## EXERCISE PROMPT
Set down the material exactly. Keep every line.

## SOURCE DATA

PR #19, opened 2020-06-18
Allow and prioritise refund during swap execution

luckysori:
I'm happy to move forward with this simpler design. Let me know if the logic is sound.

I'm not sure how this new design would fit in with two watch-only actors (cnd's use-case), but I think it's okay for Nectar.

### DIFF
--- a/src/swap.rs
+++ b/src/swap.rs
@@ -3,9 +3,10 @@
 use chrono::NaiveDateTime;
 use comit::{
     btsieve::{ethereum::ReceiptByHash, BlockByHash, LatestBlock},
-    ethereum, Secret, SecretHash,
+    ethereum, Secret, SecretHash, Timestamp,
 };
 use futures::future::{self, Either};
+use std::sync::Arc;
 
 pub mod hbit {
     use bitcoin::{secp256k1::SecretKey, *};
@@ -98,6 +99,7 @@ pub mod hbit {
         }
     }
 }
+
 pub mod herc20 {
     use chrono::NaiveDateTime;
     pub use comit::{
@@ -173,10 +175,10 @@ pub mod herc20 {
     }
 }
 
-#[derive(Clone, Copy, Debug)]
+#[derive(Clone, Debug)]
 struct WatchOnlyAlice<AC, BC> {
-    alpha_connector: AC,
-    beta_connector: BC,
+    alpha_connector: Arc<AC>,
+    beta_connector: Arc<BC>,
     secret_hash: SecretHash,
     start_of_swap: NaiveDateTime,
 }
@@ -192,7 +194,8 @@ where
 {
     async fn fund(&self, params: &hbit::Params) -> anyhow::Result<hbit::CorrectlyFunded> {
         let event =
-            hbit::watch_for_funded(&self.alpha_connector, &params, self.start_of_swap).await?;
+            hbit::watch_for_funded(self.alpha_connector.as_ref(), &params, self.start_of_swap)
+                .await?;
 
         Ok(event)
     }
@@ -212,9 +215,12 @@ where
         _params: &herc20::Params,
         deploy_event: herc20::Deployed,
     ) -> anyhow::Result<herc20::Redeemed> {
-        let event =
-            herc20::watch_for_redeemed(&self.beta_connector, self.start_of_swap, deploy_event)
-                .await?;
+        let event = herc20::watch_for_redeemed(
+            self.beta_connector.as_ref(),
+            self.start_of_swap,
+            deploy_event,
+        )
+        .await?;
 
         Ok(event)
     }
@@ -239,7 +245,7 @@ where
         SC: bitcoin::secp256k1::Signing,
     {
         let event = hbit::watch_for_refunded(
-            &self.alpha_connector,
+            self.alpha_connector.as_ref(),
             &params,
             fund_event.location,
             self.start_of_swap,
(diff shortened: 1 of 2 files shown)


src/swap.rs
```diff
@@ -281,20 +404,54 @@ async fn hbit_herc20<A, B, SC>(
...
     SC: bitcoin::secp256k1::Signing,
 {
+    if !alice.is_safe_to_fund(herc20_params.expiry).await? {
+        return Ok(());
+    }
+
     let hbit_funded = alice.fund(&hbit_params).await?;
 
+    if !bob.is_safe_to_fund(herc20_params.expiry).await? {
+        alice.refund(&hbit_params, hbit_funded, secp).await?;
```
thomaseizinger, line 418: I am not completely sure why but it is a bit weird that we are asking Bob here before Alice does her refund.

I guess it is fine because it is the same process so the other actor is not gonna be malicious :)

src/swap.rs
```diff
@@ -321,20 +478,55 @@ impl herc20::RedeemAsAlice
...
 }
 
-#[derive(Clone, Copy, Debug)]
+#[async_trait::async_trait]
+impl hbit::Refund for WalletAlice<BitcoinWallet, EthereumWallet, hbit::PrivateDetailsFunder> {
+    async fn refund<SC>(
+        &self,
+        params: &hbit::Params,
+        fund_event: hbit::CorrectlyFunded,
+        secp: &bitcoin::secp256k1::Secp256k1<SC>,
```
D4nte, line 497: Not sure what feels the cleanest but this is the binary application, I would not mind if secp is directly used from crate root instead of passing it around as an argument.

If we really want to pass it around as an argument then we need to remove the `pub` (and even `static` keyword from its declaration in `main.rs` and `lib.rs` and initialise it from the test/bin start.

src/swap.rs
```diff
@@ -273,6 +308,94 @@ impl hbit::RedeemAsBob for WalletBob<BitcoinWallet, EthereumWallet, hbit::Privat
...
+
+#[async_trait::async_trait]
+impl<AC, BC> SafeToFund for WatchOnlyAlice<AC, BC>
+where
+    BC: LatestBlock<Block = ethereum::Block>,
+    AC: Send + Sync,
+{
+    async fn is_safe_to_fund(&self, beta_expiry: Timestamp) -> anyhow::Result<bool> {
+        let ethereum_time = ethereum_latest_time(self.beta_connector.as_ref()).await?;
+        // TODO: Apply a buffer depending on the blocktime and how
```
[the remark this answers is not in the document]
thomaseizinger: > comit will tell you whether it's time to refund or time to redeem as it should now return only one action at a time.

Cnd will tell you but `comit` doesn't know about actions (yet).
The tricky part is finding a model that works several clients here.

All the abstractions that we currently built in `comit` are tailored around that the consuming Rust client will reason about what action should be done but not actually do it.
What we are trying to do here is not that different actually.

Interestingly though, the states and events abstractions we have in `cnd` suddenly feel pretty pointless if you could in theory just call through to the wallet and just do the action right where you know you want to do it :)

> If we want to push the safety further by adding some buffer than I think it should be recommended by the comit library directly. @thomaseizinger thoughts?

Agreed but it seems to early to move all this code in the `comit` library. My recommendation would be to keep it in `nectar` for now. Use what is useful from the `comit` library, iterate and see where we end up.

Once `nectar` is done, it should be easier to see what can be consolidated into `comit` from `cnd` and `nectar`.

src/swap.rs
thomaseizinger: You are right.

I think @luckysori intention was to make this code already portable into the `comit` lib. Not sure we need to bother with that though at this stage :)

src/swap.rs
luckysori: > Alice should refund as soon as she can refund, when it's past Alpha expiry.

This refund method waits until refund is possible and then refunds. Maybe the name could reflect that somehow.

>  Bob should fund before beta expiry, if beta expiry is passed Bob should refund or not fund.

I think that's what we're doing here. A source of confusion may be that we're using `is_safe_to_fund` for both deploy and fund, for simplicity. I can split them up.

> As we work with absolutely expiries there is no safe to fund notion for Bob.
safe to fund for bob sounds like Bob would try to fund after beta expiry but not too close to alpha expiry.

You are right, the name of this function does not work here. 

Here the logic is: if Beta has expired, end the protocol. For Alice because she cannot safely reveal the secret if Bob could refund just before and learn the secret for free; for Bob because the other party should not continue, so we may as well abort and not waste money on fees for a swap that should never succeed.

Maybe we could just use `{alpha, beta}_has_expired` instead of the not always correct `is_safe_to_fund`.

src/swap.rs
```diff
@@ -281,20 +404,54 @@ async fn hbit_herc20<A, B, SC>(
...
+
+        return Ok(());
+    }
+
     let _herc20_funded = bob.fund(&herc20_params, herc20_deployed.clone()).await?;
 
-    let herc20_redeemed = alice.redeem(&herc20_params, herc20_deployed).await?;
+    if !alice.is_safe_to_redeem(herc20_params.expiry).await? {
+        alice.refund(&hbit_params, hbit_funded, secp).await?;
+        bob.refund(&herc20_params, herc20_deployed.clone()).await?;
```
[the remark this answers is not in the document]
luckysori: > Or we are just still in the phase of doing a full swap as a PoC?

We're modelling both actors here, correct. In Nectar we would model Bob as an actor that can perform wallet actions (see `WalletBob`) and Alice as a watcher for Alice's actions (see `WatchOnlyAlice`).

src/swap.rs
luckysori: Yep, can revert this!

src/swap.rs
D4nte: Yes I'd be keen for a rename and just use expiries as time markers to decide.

## EXERCISE SOLUTION
PR #19, opened 2020-06-18
Allow and prioritise refund during swap execution

luckysori:
I'm happy to move forward with this simpler design. Let me know if the logic is sound.

I'm not sure how this new design would fit in with two watch-only actors (cnd's use-case), but I think it's okay for Nectar.

### DIFF
--- a/src/swap.rs
+++ b/src/swap.rs
@@ -3,9 +3,10 @@
 use chrono::NaiveDateTime;
 use comit::{
     btsieve::{ethereum::ReceiptByHash, BlockByHash, LatestBlock},
-    ethereum, Secret, SecretHash,
+    ethereum, Secret, SecretHash, Timestamp,
 };
 use futures::future::{self, Either};
+use std::sync::Arc;
 
 pub mod hbit {
     use bitcoin::{secp256k1::SecretKey, *};
@@ -98,6 +99,7 @@ pub mod hbit {
         }
     }
 }
+
 pub mod herc20 {
     use chrono::NaiveDateTime;
     pub use comit::{
@@ -173,10 +175,10 @@ pub mod herc20 {
     }
 }
 
-#[derive(Clone, Copy, Debug)]
+#[derive(Clone, Debug)]
 struct WatchOnlyAlice<AC, BC> {
-    alpha_connector: AC,
-    beta_connector: BC,
+    alpha_connector: Arc<AC>,
+    beta_connector: Arc<BC>,
     secret_hash: SecretHash,
     start_of_swap: NaiveDateTime,
 }
@@ -192,7 +194,8 @@ where
 {
     async fn fund(&self, params: &hbit::Params) -> anyhow::Result<hbit::CorrectlyFunded> {
         let event =
-            hbit::watch_for_funded(&self.alpha_connector, &params, self.start_of_swap).await?;
+            hbit::watch_for_funded(self.alpha_connector.as_ref(), &params, self.start_of_swap)
+                .await?;
 
         Ok(event)
     }
@@ -212,9 +215,12 @@ where
         _params: &herc20::Params,
         deploy_event: herc20::Deployed,
     ) -> anyhow::Result<herc20::Redeemed> {
-        let event =
-            herc20::watch_for_redeemed(&self.beta_connector, self.start_of_swap, deploy_event)
-                .await?;
+        let event = herc20::watch_for_redeemed(
+            self.beta_connector.as_ref(),
+            self.start_of_swap,
+            deploy_event,
+        )
+        .await?;
 
         Ok(event)
     }
@@ -239,7 +245,7 @@ where
         SC: bitcoin::secp256k1::Signing,
     {
         let event = hbit::watch_for_refunded(
-            &self.alpha_connector,
+            self.alpha_connector.as_ref(),
             &params,
             fund_event.location,
             self.start_of_swap,
(diff shortened: 1 of 2 files shown)


src/swap.rs
```diff
@@ -281,20 +404,54 @@ async fn hbit_herc20<A, B, SC>(
...
     SC: bitcoin::secp256k1::Signing,
 {
+    if !alice.is_safe_to_fund(herc20_params.expiry).await? {
+        return Ok(());
+    }
+
     let hbit_funded = alice.fund(&hbit_params).await?;
 
+    if !bob.is_safe_to_fund(herc20_params.expiry).await? {
+        alice.refund(&hbit_params, hbit_funded, secp).await?;
```
thomaseizinger, line 418: I am not completely sure why but it is a bit weird that we are asking Bob here before Alice does her refund.

I guess it is fine because it is the same process so the other actor is not gonna be malicious :)

src/swap.rs
```diff
@@ -321,20 +478,55 @@ impl herc20::RedeemAsAlice
...
 }
 
-#[derive(Clone, Copy, Debug)]
+#[async_trait::async_trait]
+impl hbit::Refund for WalletAlice<BitcoinWallet, EthereumWallet, hbit::PrivateDetailsFunder> {
+    async fn refund<SC>(
+        &self,
+        params: &hbit::Params,
+        fund_event: hbit::CorrectlyFunded,
+        secp: &bitcoin::secp256k1::Secp256k1<SC>,
```
D4nte, line 497: Not sure what feels the cleanest but this is the binary application, I would not mind if secp is directly used from crate root instead of passing it around as an argument.

If we really want to pass it around as an argument then we need to remove the `pub` (and even `static` keyword from its declaration in `main.rs` and `lib.rs` and initialise it from the test/bin start.

src/swap.rs
```diff
@@ -273,6 +308,94 @@ impl hbit::RedeemAsBob for WalletBob<BitcoinWallet, EthereumWallet, hbit::Privat
...
+
+#[async_trait::async_trait]
+impl<AC, BC> SafeToFund for WatchOnlyAlice<AC, BC>
+where
+    BC: LatestBlock<Block = ethereum::Block>,
+    AC: Send + Sync,
+{
+    async fn is_safe_to_fund(&self, beta_expiry: Timestamp) -> anyhow::Result<bool> {
+        let ethereum_time = ethereum_latest_time(self.beta_connector.as_ref()).await?;
+        // TODO: Apply a buffer depending on the blocktime and how
```
[the remark this answers is not in the document]
thomaseizinger: > comit will tell you whether it's time to refund or time to redeem as it should now return only one action at a time.

Cnd will tell you but `comit` doesn't know about actions (yet).
The tricky part is finding a model that works several clients here.

All the abstractions that we currently built in `comit` are tailored around that the consuming Rust client will reason about what action should be done but not actually do it.
What we are trying to do here is not that different actually.

Interestingly though, the states and events abstractions we have in `cnd` suddenly feel pretty pointless if you could in theory just call through to the wallet and just do the action right where you know you want to do it :)

> If we want to push the safety further by adding some buffer than I think it should be recommended by the comit library directly. @thomaseizinger thoughts?

Agreed but it seems to early to move all this code in the `comit` library. My recommendation would be to keep it in `nectar` for now. Use what is useful from the `comit` library, iterate and see where we end up.

Once `nectar` is done, it should be easier to see what can be consolidated into `comit` from `cnd` and `nectar`.

src/swap.rs
thomaseizinger: You are right.

I think @luckysori intention was to make this code already portable into the `comit` lib. Not sure we need to bother with that though at this stage :)

src/swap.rs
luckysori: > Alice should refund as soon as she can refund, when it's past Alpha expiry.

This refund method waits until refund is possible and then refunds. Maybe the name could reflect that somehow.

>  Bob should fund before beta expiry, if beta expiry is passed Bob should refund or not fund.

I think that's what we're doing here. A source of confusion may be that we're using `is_safe_to_fund` for both deploy and fund, for simplicity. I can split them up.

> As we work with absolutely expiries there is no safe to fund notion for Bob.
safe to fund for bob sounds like Bob would try to fund after beta expiry but not too close to alpha expiry.

You are right, the name of this function does not work here. 

Here the logic is: if Beta has expired, end the protocol. For Alice because she cannot safely reveal the secret if Bob could refund just before and learn the secret for free; for Bob because the other party should not continue, so we may as well abort and not waste money on fees for a swap that should never succeed.

Maybe we could just use `{alpha, beta}_has_expired` instead of the not always correct `is_safe_to_fund`.

src/swap.rs
```diff
@@ -281,20 +404,54 @@ async fn hbit_herc20<A, B, SC>(
...
+
+        return Ok(());
+    }
+
     let _herc20_funded = bob.fund(&herc20_params, herc20_deployed.clone()).await?;
 
-    let herc20_redeemed = alice.redeem(&herc20_params, herc20_deployed).await?;
+    if !alice.is_safe_to_redeem(herc20_params.expiry).await? {
+        alice.refund(&hbit_params, hbit_funded, secp).await?;
+        bob.refund(&herc20_params, herc20_deployed.clone()).await?;
```
[the remark this answers is not in the document]
luckysori: > Or we are just still in the phase of doing a full swap as a PoC?

We're modelling both actors here, correct. In Nectar we would model Bob as an actor that can perform wallet actions (see `WalletBob`) and Alice as a watcher for Alice's actions (see `WatchOnlyAlice`).

src/swap.rs
luckysori: Yep, can revert this!

src/swap.rs
D4nte: Yes I'd be keen for a rename and just use expiries as time markers to decide.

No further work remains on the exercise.